Your voice was heard
At its Mumbai First Conclave, the Hindustan Times on Tuesday presented a 10-point charter of demands on behalf of the citizens of Mumbai to the Maharashtra government.mumbai Updated: Jun 16, 2010 01:47 IST
At its Mumbai First Conclave, the Hindustan Times on Tuesday presented a 10-point charter of demands on behalf of the citizens of Mumbai to the Maharashtra government.
The charter was accepted by Jayant Patil, guardian minister (island city), and Suresh Shetty, health and environment minister, on behalf of Chief Minister Ashok Chavan.
The charter of demands was formulated on the basis of a first-of-its-kind survey of 10,000 Mumbaiites to understand what they want from their city.
The purpose of the conclave, organised at a central Mumbai hotel, was to bring on one platform the findings of the survey as well as to bring together a cross-section of leaders to brainstorm on what should be done to meet Mumbaiites’ demands.
The day-long summit was divided into three sessions: Business, governance and entertainment. The opening session saw Maharashtra’s Finance Minister Sunil Tatkare admitting that it is not easy to create infrastructure in the city.

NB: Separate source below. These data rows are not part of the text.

PR #1042, opened 2025-06-18
Add skeleton for `approve-temp` CLI command

BrawlerXull:
Adds a new `gittuf approve-temp` subcommand for generating temporary approval attestations. 

This pr implements only the CLI scaffolding with flags and stub output, without any signing or policy logic.

### DIFF
--- a/internal/cmd/approve_temp/approve_temp.go
+++ b/internal/cmd/approve_temp/approve_temp.go
@@ -1,0 +1,32 @@
+// Copyright The gittuf Authors
+// SPDX-License-Identifier: Apache-2.0
+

Other panel members in the business section such as Abhisheck Lodha, MD of Lodha Developers, and Ravi Naraian, MD and CEO of the National Stock Exchange, were more optimistic, offering plans for bettering the city’s business environment and improving people’s quality of life, so that Mumbai could remain India’s business and financial capital.
During the session on governance, former CM and Shiv Sena Member of Parliament, Manohar Joshi, said: “The problems of Mumbai are man-made. They are not an act of God. Therefore, they can be solved.”
Guardian minister and NCP leader Patil agreed with Joshi that political parties should come together, clean up their act and set an example of “good governance” for Mumbai’s citizens.
The conclave concluded with filmmakers Karan Johar, Anurag Kashyap, Dibakar Banerjee and actor Vidya Balan deliberating on the importance of the budget in Bollywood today. Most agreed that small-budget films could become commercial successes, albeit on a different scale.